In practice, these integrations require ongoing oversight. Through working with numerous carriers to review and improve their analytic results and submissions—and comparing those submissions with their resulting matches—several common themes consistently emerge.
Based on those experiences, the following checklist can help carriers ensure their claims systems are properly aligned.
- Accurate field mapping: Internal claims system fields must map correctly to data elements, so that information is transmitted with the correct meaning and structure.
- Review required fields and optional fields: Fields identified as “required” should be technically enforced within the system—not simply marked as recommended or optional. Carriers should also confirm with their claims system vendors whether optional fields are being transmitted, as many of these fields provide significant analytical value.
- Correct data format and structure: Dates, names, identifiers, and addresses should follow consistent formatting standards to ensure reliable matching.
- Monitoring vendor updates: System upgrades, configuration changes, and vendor releases can unintentionally affect field behavior or data transmission.

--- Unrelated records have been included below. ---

PR #466, opened 2017-03-22
Allow users to confirm deactivations by default

RouganStriker:
* Fixed default value for default_stale_users param

Refs #SDE-3789


RouganStriker:
@geoffwhittington do you have any ideas why the appveyor check failed? Is it due to the default value change?

funkaoshi:
+1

- Post-change testing: Any claims system change that affects claims intake, data fields, or integrations should include validation testing to ensure submissions remain accurate and complete.

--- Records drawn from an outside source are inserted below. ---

PR #467, opened 2017-03-23
WIP: Add troubleshoot flag which enables file retention

aeldamaty:
Downloads all files to a specified directory and saves http reqs and
responses.

Refs #SUP-24


sdetools/sdelib/restclient.py
```diff
@@ -4,13 +4,17 @@
...
 
 
 from commons import json, Error, UsageError, urlencode_str
 from sdetools.extlib import http_req
 from sdetools.extlib.ntlm import HTTPNtlmAuthHandler
+from sdetools.sdelib import commons
+from pprint import pformat
 
 logger = logging.getLogger(__name__)
+optional_logger = logging.getLogger('optional_logger')
```
geoffwhittington: Can we add a troubleshooting file handler for the existing logger?

sdetools/sdelib/restclient.py
```diff
@@ -375,6 +380,20 @@ def call_api(self, target, method=URLRequest.GET, args=None, call_headers={}, au
         handle.close()
         result = self.parse_response(result, dict(handle.headers))
 
+        if commons.troubleshoot_path:
+            if not self.handler:
+                self.handler = logging.FileHandler(os.path.join(commons.troubleshoot_path, './http_req_and_res.log'))
+                formatter = logging.Formatter('%(asctime)s %(levelname)s %(message)s')
+                self.handler.setFormatter(formatter)
+                optional_logger.addHandler(self.handler)
+                optional_logger.setLevel(logging.DEBUG)
```
geoffwhittington: What if we added a VERBOSE mode to the existing logger which would output the request and response?

geoffwhittington:
I think you want to remove the .fpr and .log file from the commit

sdetools/analysis_integration/base_integrator.py
```diff
@@ -56,6 +58,19 @@ def clear(self):
     def can_parse_file(self):
         return False
 
+    @staticmethod
+    def download_file_to_troubleshooting_directory(the_file):
```
geoffwhittington: Perhaps `capture_file_for_troubleshooting` ?

sdetools/analysis_integration/base_integrator.py
```diff
@@ -56,6 +58,19 @@ def clear(self):
...
+        # Check if file is of type file, grab the name, otherwise the_file is assumed to be string
+        name = the_file
+        if isinstance(the_file, file):
+            name = the_file.name
+
+        shutil.copy(name, commons.troubleshoot_path)
+
+    def check_for_troubleshoot_mode(self, file):
```
geoffwhittington: You could eliminate this method and put its contents to the top of the other method

sdetools/analysis_integration/base_integrator.py
```diff
@@ -135,6 +150,8 @@ def process_archive(self, zip_archive):
 
         logger.debug("Processing archive file: %s" % zip_archive)
 
+        self.check_for_troubleshoot_mode(zip_archive)
```
geoffwhittington: Just call the method and decide in there whether to actually do the work

sdetools/sdelib/conf_mgr.py
```diff
@@ -128,6 +128,7 @@ class Config(object):
         'args': None,
         'proxy_auth': '',
         'cert_loc': '',
+        'troubleshoot': ''
```
geoffwhittington: `troubleshoot`  could be called `session_capture_directory` ?

sdetools/sdelib/conf_mgr.py
```diff
@@ -329,6 +333,12 @@ def parse_args(self, cmd_inst):
 
             setup_media_path(self['media_path'])
 
+        if self['troubleshoot']:
+            if not os.path.isdir(self['troubleshoot']):
```
geoffwhittington: If an integration client/server goes into troubleshooting mode its going to have a TON of files in it. I agree we want to make sure that the directory exists. Our solution should make it easy to collect and find relevant troubleshooting files for a session.

geoffwhittington:
@sibartlett it would be good to have your thoughts on this

sdetools/sdelib/restclient.py
geoffwhittington: Hmm I see the problem. We only want VERBOSE for troubleshooting not the normal logging. I guess we need a separate logger in that case. What if we had a `troubleshooting_logger` that would have the NULL handler (or no handler) by default and it would always output VERBOSE. Then if troubleshooting is turned on then we attach a real file handler to the `troubleshooting_logger` - does this make any sense?

sdetools/sdelib/restclient.py
aeldamaty: I think i like having a separate logger better. I changed the name to be troubleshooting_logger which I think is better.

sibartlett:
I've updated the format of the HTTP logging:

```
2017-04-04 17:59:15,624 INFO HTTP

GET http://localhost:8000/api/v2/users/me/
    
    Host: localhost:8000
    Authorization: Token b894d938aa0fc840a0ef5ea419ee1576f1b8a319
    User-agent: Python-urllib/2.7

200 OK
    
    Server: WSGIServer/0.1 Python/2.7.13
    Content-Length: 81
    Expires: -1
    Content-Security-Policy: default-src 'self'; script-src 'self' 'unsafe-eval' 'unsafe-inline'; img-src 'self' data: blob:; style-src 'self' 'unsafe-inline'
    Content-Language: en
    X-Content-Options: nosniff
    Strict-Transport-Security: max-age=31536000 ; includeSubDomains ; preload
    Vary: Accept-Language, Cookie
    Pragma: no-cache
    X-UA-Compatible: IE=Edge,chrome=1
    Allow: GET, PUT, PATCH, HEAD, OPTIONS
    Cache-control: no-cache, no-store, max-age=0, must-revalidate
    Date: Tue, 04 Apr 2017 21:59:15 GMT
    X-Frame-Options: SAMEORIGIN
    Content-Type: application/json
    Set-Cookie:  sessionid=vwof4mtk5b9km6vfrop5vow7knwglkcp; httponly; Path=/
    
    {"id":1,"email":"admin@example.com","first_name":"Admin","last_name":"Testerton"}

2017-04-04 18:11:48,565 INFO HTTP

POST http://localhost:8000/api/v2/projects/1/tasks/1-T375/analysis-notes/
    
    Content-length: 86
    Content-type: application/json
    Host: localhost:8000
    Authorization: Token b894d938aa0fc840a0ef5ea419ee1576f1b8a319
    User-agent: Python-urllib/2.7
    
    {"behaviour": "replace", "confidence": "high", "analysis_session": 27, "findings": []}

201 Created
    
    Server: WSGIServer/0.1 Python/2.7.13
    Content-Length: 249
    Expires: -1
    X-Debug-Query-Count: 48
    Content-Security-Policy: default-src 'self'; script-src 'self' 'unsafe-eval' 'unsafe-inline'; img-src 'self' data: blob:; style-src 'self' 'unsafe-inline'
    Content-Language: en
    X-Content-Options: nosniff
    Strict-Transport-Security: max-age=31536000 ; includeSubDomains ; preload
    Vary: Accept-Language, Cookie
    Pragma: no-cache
    X-UA-Compatible: IE=Edge,chrome=1
    Allow: GET, POST, HEAD, OPTIONS
    Cache-control: no-cache, no-store, max-age=0, must-revalidate
    Date: Tue, 04 Apr 2017 22:11:48 GMT
    X-Frame-Options: SAMEORIGIN
    Content-Type: application/json
    Set-Cookie:  sessionid=wda1l4zo16efojj9kfyfzt8kyi9c0hre; httponly; Path=/
    
    {"id":1119,"analysis_session":27,"analysis_type":{"slug":"fortify","name":"Fortify"},"applicable":true,"automatic":true,"behaviour":"replace","confidence":"high","created":"2017-04-04T22:11:47.956592Z","findings":[],"finding_ref":"","status":"pass"}
```

sdetools/sdelib/restclient.py
```diff
@@ -9,8 +9,10 @@
 from commons import json, Error, UsageError, urlencode_str
 from sdetools.extlib import http_req
 from sdetools.extlib.ntlm import HTTPNtlmAuthHandler
+from sdetools.sdelib import session_capture
 
 logger = logging.getLogger(__name__)
+troubleshooting_logger = logging.getLogger('troubleshooting_logger')
```
geoffwhittington: I think we can drop this? I don't see this used anywhere (but I wonder how the linter didn't catch this....)

sibartlett: Good catch! The linter probably didn't catch it because it's in global scope.

sibartlett:
Files are now saved to a timestamped sub-directory on each run. The directory is in ISO date format.

geoffwhittington:
@sibartlett can you check my commits to make sure they make sense? I fixed a few issues that came out of testing on Windows and using the config file.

Taking these steps helps ensure that improvements or updates to claims systems do not inadvertently reduce the quality of industry data contributions.
Building a culture of data discipline
Technology alone can’t solve the data quality challenge. The most effective insurers treat data discipline as part of their claims culture.
This includes:
- Designing claims workflows that support accurate data capture
- Training adjusters on the downstream importance of structured data
- Regularly auditing claims submissions and match performance
- Partnering with system vendors to continuously refine integrations
When data quality becomes a shared responsibility across operations, technology teams, and vendor partners, the benefits extend far beyond a single database.
The bottom line
As the insurance industry continues to advance through analytics, automation, and shared intelligence platforms, one thing remains constant: Data quality is the foundation that makes it all possible. Clean, consistent, well-structured data enables stronger analytics, more accurate industry matching, and ultimately more effective claims management and fraud detection. As new data types like images become part of the claims ecosystem, the importance of strong underlying data only grows.
The question for carriers isn’t whether analytics and industry intelligence will shape the future of claims—they already are.
The real question is: Is the data feeding those systems strong enough to support the decisions being made from it?